Graduate Publications and Other Selected Works - Doctor of Nursing Practice (DNP)

Document Type

Poster

Publication Date

9-20-2024

Abstract

BACKGROUND: Postoperative patients come to the PACU where pain and anxiety are priorities in care. Creating healing environments in PACU is often difficult due to open bays and constant movement and patient transports from operating rooms. Medication is often offered to relieve patients’ unrest in the anxiety-provoking environment, which leads to increased medication needs and prolonged admissions. Studies demonstrate how music therapy with current care practices effectively decrease pain, anxiety, and medication requirements in the PACU.

LOCAL PROBLEM: The setting was the main PACU of a Level I trauma hospital in Tennessee. The PACU nurse manager identified increased medication needs due to a poor healing environment and extended recovery times as a problem in the unit. The purpose of this initiative was implementing music therapy as a nonpharmacological pain intervention in hopes of decreasing pain and anxiety scores by 25% within patient recovery.

METHODS: The Evidence-based Practice Improvement (EBPI) model was used to guide this project. PDSA (plan-do-study-act) cycles determined music therapy implementation via computers within patient slots. Phase 1 collected 300 patient data scores determining baseline pain and anxiety, and phase 2 collected the same with addition of music therapy. Satisfaction surveys were completed in patients who had music therapy in phase 2.
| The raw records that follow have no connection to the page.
Issue #191, opened 2022-08-09
Cleanly stopping an instance doesn't release its bhyve VM


gjcolombo:
This isn't severe for the reasons given in #154 (in production VMs get cleaned up by other means), but it's unintuitive (at least to me), so I'm filing an issue for it.

Repro steps:

1. `ls /dev/vmm`
2. Start a new Propolis server and set its state to running
3. ls `/dev/vmm`
4. Set the server's state to stopped
5. `ls /dev/vmm`

Expected: A new VM appears in step 2 and disappears in step 4.
Observed: The VM persists in step 4.

This is related to #154, though fixing this issue doesn't necessarily fix that one (ensuring that a stopped-and-destroyed instance destroys its bhyve VM helps frameworks do the right thing, but doesn't fix the case where a test framework launches a VM and doesn't explicitly stop it). 

---

I think (but haven't fully confirmed) that the root cause is an extra machine reference taken during instance setup. The Propolis server's global context structure contains a VNC server that holds a shared instance dispatch context that holds a reference to the instance's `Machine`, and AFAICT this reference doesn't get released when the instance stops. But I need to investigate further to make sure this theory is correct.

gjcolombo:
This seems to have regressed somewhat recently--I'm no longer seeing VM devices go away when a VM controller stops, though I note that tearing down the Propolis process itself (via control-C) at least gets rid of them.

This appears to repro at least as far back as fe0c4c579aa98d197571971d5af8f8dab1936806.

gjcolombo:
I can't repro this on a VM with no devices attached and on a VM with a file-backed disk. The VMs I was hitting this with yesterday had Crucible disks. I'll open a new issue for this since this is a different problem than what I recall this bug to have tracked.

PR #208, opened 2022-09-07
Rework Propolis task management and VM state machine

### LINKED ISSUE #170: Failure in the sync phase of LM leaves the source unable to start a new migration
Repro steps:

1. Pick up the changes in #169.
2. Start a source and target with mismatched instance specs (such that migration fails in the sync phase).
3. Try to migrate. This fails as expected with a `Source and destination instance specs incompatible` error message on the target.
4. Launch a new target with an instance spec that matches the source.
5. Try to migrate again.

Expected: The migration succeeds this time.

Observed: The source issues a 400 error (`INFO request completed, error_message_external: migration failed: a migration from the current instance is already in progress, error_message_internal: migration failed: a migration from the current instance is already in progress`) and the migration fails on the destination (`ERRO source instance failed to switch protocols: 400 Bad Request`).

gjcolombo:
This PR substantially reworks some Propolis internals to try to make room to fix some existing issues, sand off some complexity, and (hopefully) speed future development.

A note on the change history: this branch squashes the largest refactoring changes into individual commits, but keeps some individual bits of cleanup work in individual commits that can be removed during review if desired. My intention is to submit these changes (for history-readability purposes) as a pair of commits, one that reworks the main Propolis library and Propolis standalone and a second one that refactors the Propolis server on top of those changes.

# Major changes

These changes rework several fundamental Propolis constructs in ways that affect many consumers across the entire Propolis code base. Here are summaries of these large changes:

- propolis-lib: Remove the centralized dispatcher context and replace it with a library that allows consumers to create, pause, and resume individual groups of tasks. This fundamentally changes how instances pause and halt: instead of asking an instance to quiesce/stop all its dispatcher's tasks, the instance asks individual entities to pause/shut down, and they do so in whatever way works best for the task management style they're using. This helps to separate task management details from the inner workings of the instance state machine (e.g. special state machine affordances to keep migration tasks running while all other dispatcher tasks are paused).
- propolis-lib: Add explicit accessor handles that entities use to access memory and I/O space. Previously, entities that needed to access machine-wide resources did so through their dispatcher contexts. This removes the need for unit tests to synthesize a `DispCtx` to test routines that would previously have required one. The accessor model allows Propolis to implement more complex rules for deciding which machine resources an entity can access and when it can access them, paving the way for future work on, say, an emulated IOMMU.
- propolis-lib: Remove the instance state machine, allowing users of the library to decide how subtle of a state machine they need and what VM states make the most sense for them.
- propolis-lib: Modify the `Entity` trait to allow entities to distinguish between their first request to run in a particular incarnation of an instance and mere requests to resume from a paused state.
- propolis-server: Create a "VM controller" class that implements the server state machine. The controller receives signals from the server's external API and entities within the instance and pauses/resumes/stops the instance's devices as needed in response. Centralizing the state machine this way (hopefully) simplifies the graph of allowed state transitions and the synchronization needed to coordinate, say, an ongoing migration with incoming state change requests from the server API.
- propolis-server: Refactor so that the Dropshot endpoints in `server.rs` verify parameters and deal with conversion to/from HTTP request/response types, but otherwise delegate as much as possible to the VM controller or other server modules.

# Tests

Tested with PHD tests (including live migration variations) and ad hoc testing of migration, guest-directed reboot/shutdown, the serial console, and VNC.

# Related issues

Fixes #170. Provides a clearer path to fixing #155 and #191, but doesn't directly resolve them.


gjcolombo:
# Note to reviewers

The most important files to review in this change are the following:

- bin/propolis-server/src/lib/vm.rs
- bin/propolis-server/src/lib/server.rs
- bin/propolis-server/src/lib/migrate/*
- lib/propolis/src/accessors.rs
- lib/propolis/src/tasks.rs

Most of the rest of the files in this PR have few or no substantial functional changes. The bulk of the deltas outside these files are function signature and call site changes resulting from the removal of the Propolis lib's task dispatcher.

The high-level architectural changes in the key files are as follows:

### No more `DispCtx`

INTERVENTIONS: Patients rated pain between 0 and 10 on the Numeric Rating Scale. Anxiety rated similarly with the Visual Analogue Scale for Anxiety. A two-part satisfaction survey was completed in music therapy patients.

RESULTS: The sole interaction between music therapy with pain and anxiety scores was not statistically significant; however, in patients who felt pain and anxiety arriving to PACU, there was a statistically significant relationship between music satisfaction and music’s benefit in reducing pain and anxiety.

CONCLUSIONS: Implementing music therapy in PACU is a zero-cost quality improvement practice change with potentially positive impacts on both patients and staff in recovery units.